PR #2390, opened 2026-03-08
[cmake] Allow using pre-existing zstd target if it exists 

crueter:
adds support for pre-existing `zstd::libzstd` which is useful for
projects that bundle their own zstd in a way that doesn't get caught by
`CONFIG`

Signed-off-by: crueter <crueter@eden-emu.dev>

### DIFF
--- a/CMakeLists.txt
+++ b/CMakeLists.txt
@@ -242,27 +242,33 @@ endif()
 # zstd < 1.5.6 does not provide the CMake imported target `zstd::libzstd`.
 # Older versions must be consumed via their pkg-config file.
 if(HTTPLIB_REQUIRE_ZSTD)
-	find_package(zstd 1.5.6 CONFIG)
-	if(NOT zstd_FOUND)
-		find_package(PkgConfig REQUIRED)
-		pkg_check_modules(zstd REQUIRED IMPORTED_TARGET libzstd)
-		add_library(zstd::libzstd ALIAS PkgConfig::zstd)
+	if (NOT TARGET zstd::libzstd)
+		find_package(zstd 1.5.6 CONFIG)
+		if(NOT zstd_FOUND)
+			find_package(PkgConfig REQUIRED)
+			pkg_check_modules(zstd REQUIRED IMPORTED_TARGET libzstd)
+			add_library(zstd::libzstd ALIAS PkgConfig::zstd)
+		endif()
 	endif()
 	set(HTTPLIB_IS_USING_ZSTD TRUE)
 elseif(HTTPLIB_USE_ZSTD_IF_AVAILABLE)
-	find_package(zstd 1.5.6 CONFIG QUIET)
-	if(NOT zstd_FOUND)
-		find_package(PkgConfig QUIET)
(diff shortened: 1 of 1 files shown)


yhirose:
@sum01 @jimmy-park @Tachi107 could you please check the pull request? If it looks good, I'll merge it. Thanks!

CMakeLists.txt
```diff
@@ -241,28 +241,34 @@ endif()
...
-			if(TARGET PkgConfig::zstd)
+if (HTTPLIB_REQUIRE_ZSTD)
+	set(HTTPLIB_ZSTD_REQUESTED ON)
+	set(HTTPLIB_ZSTD_REQUIRED REQUIRED)
+elseif (HTTPLIB_USE_ZSTD_IF_AVAILABLE)
+	set(HTTPLIB_ZSTD_REQUESTED ON)
+	set(HTTPLIB_ZSTD_REQUIRED QUIET)
+endif()
+
+if (HTTPLIB_ZSTD_REQUESTED)
```
sum01: You should probably just wrap the whole block in an `if(TARGET zstd::libztsd)` instead of adding more vars.

yhirose:
@crueter any response?

CMakeLists.txt
crueter: What do you mean? These vars are only used in the case where the target does not already exist.

sum01: Then wrap it with an `if(NOT TARGET zstd::libzstd)`

yhirose: Thanks for the contribution and the review discussion!

@crueter I looked at how the other dependencies (OpenSSL, wolfSSL, MbedTLS, ZLIB, Brotli) are handled in `CMakeLists.txt`, and they all follow the same two-branch pattern:

```
if(HTTPLIB_REQUIRE_XXX)
    find_package(XXX REQUIRED)
    set(HTTPLIB_IS_USING_XXX TRUE)
elseif(HTTPLIB_USE_XXX_IF_AVAILABLE)
    find_package(XXX QUIET)
    set(HTTPLIB_IS_USING_XXX ${XXX_FOUND})
endif()
```

The `HTTPLIB_ZSTD_REQUESTED` / `HTTPLIB_ZSTD_REQUIRED` variable approach in this PR would make zstd the only dependency that deviates from this established pattern.

I'd prefer to keep consistency with the other dependencies. Could you rework this to keep the existing `if(REQUIRE) / elseif(IF_AVAILABLE)` two-branch structure, and add the pre-existing target support with an `if(NOT TARGET zstd::libzstd)` guard inside each branch, as @sum01 suggested?

Yes, the pkg-config fallback lines will remain duplicated across the two branches, but that's a small cost for keeping the CMake structure consistent and easy to follow.

crueter: Sure, I can do that in a bit

crueter: Fixed. I think the overall `available`/`requested` logic should be reworked for *everything* eventually, but that's for a later me or someone else to figure out

yhirose:
Thanks all!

__________________________________________________

### INSTRUCTIONS TO FOLLOW
Retype each entry exactly, leaving none of them out.

### ANSWER TO THE EXERCISE
PR #2390, opened 2026-03-08
[cmake] Allow using pre-existing zstd target if it exists 

crueter:
adds support for pre-existing `zstd::libzstd` which is useful for
projects that bundle their own zstd in a way that doesn't get caught by
`CONFIG`

Signed-off-by: crueter <crueter@eden-emu.dev>

### DIFF
--- a/CMakeLists.txt
+++ b/CMakeLists.txt
@@ -242,27 +242,33 @@ endif()
 # zstd < 1.5.6 does not provide the CMake imported target `zstd::libzstd`.
 # Older versions must be consumed via their pkg-config file.
 if(HTTPLIB_REQUIRE_ZSTD)
-	find_package(zstd 1.5.6 CONFIG)
-	if(NOT zstd_FOUND)
-		find_package(PkgConfig REQUIRED)
-		pkg_check_modules(zstd REQUIRED IMPORTED_TARGET libzstd)
-		add_library(zstd::libzstd ALIAS PkgConfig::zstd)
+	if (NOT TARGET zstd::libzstd)
+		find_package(zstd 1.5.6 CONFIG)
+		if(NOT zstd_FOUND)
+			find_package(PkgConfig REQUIRED)
+			pkg_check_modules(zstd REQUIRED IMPORTED_TARGET libzstd)
+			add_library(zstd::libzstd ALIAS PkgConfig::zstd)
+		endif()
 	endif()
 	set(HTTPLIB_IS_USING_ZSTD TRUE)
 elseif(HTTPLIB_USE_ZSTD_IF_AVAILABLE)
-	find_package(zstd 1.5.6 CONFIG QUIET)
-	if(NOT zstd_FOUND)
-		find_package(PkgConfig QUIET)
(diff shortened: 1 of 1 files shown)


yhirose:
@sum01 @jimmy-park @Tachi107 could you please check the pull request? If it looks good, I'll merge it. Thanks!

CMakeLists.txt
```diff
@@ -241,28 +241,34 @@ endif()
...
-			if(TARGET PkgConfig::zstd)
+if (HTTPLIB_REQUIRE_ZSTD)
+	set(HTTPLIB_ZSTD_REQUESTED ON)
+	set(HTTPLIB_ZSTD_REQUIRED REQUIRED)
+elseif (HTTPLIB_USE_ZSTD_IF_AVAILABLE)
+	set(HTTPLIB_ZSTD_REQUESTED ON)
+	set(HTTPLIB_ZSTD_REQUIRED QUIET)
+endif()
+
+if (HTTPLIB_ZSTD_REQUESTED)
```
sum01: You should probably just wrap the whole block in an `if(TARGET zstd::libztsd)` instead of adding more vars.

yhirose:
@crueter any response?

CMakeLists.txt
crueter: What do you mean? These vars are only used in the case where the target does not already exist.

sum01: Then wrap it with an `if(NOT TARGET zstd::libzstd)`

yhirose: Thanks for the contribution and the review discussion!

@crueter I looked at how the other dependencies (OpenSSL, wolfSSL, MbedTLS, ZLIB, Brotli) are handled in `CMakeLists.txt`, and they all follow the same two-branch pattern:

```
if(HTTPLIB_REQUIRE_XXX)
    find_package(XXX REQUIRED)
    set(HTTPLIB_IS_USING_XXX TRUE)
elseif(HTTPLIB_USE_XXX_IF_AVAILABLE)
    find_package(XXX QUIET)
    set(HTTPLIB_IS_USING_XXX ${XXX_FOUND})
endif()
```

The `HTTPLIB_ZSTD_REQUESTED` / `HTTPLIB_ZSTD_REQUIRED` variable approach in this PR would make zstd the only dependency that deviates from this established pattern.

I'd prefer to keep consistency with the other dependencies. Could you rework this to keep the existing `if(REQUIRE) / elseif(IF_AVAILABLE)` two-branch structure, and add the pre-existing target support with an `if(NOT TARGET zstd::libzstd)` guard inside each branch, as @sum01 suggested?

Yes, the pkg-config fallback lines will remain duplicated across the two branches, but that's a small cost for keeping the CMake structure consistent and easy to follow.

crueter: Sure, I can do that in a bit

crueter: Fixed. I think the overall `available`/`requested` logic should be reworked for *everything* eventually, but that's for a later me or someone else to figure out

yhirose:
Thanks all!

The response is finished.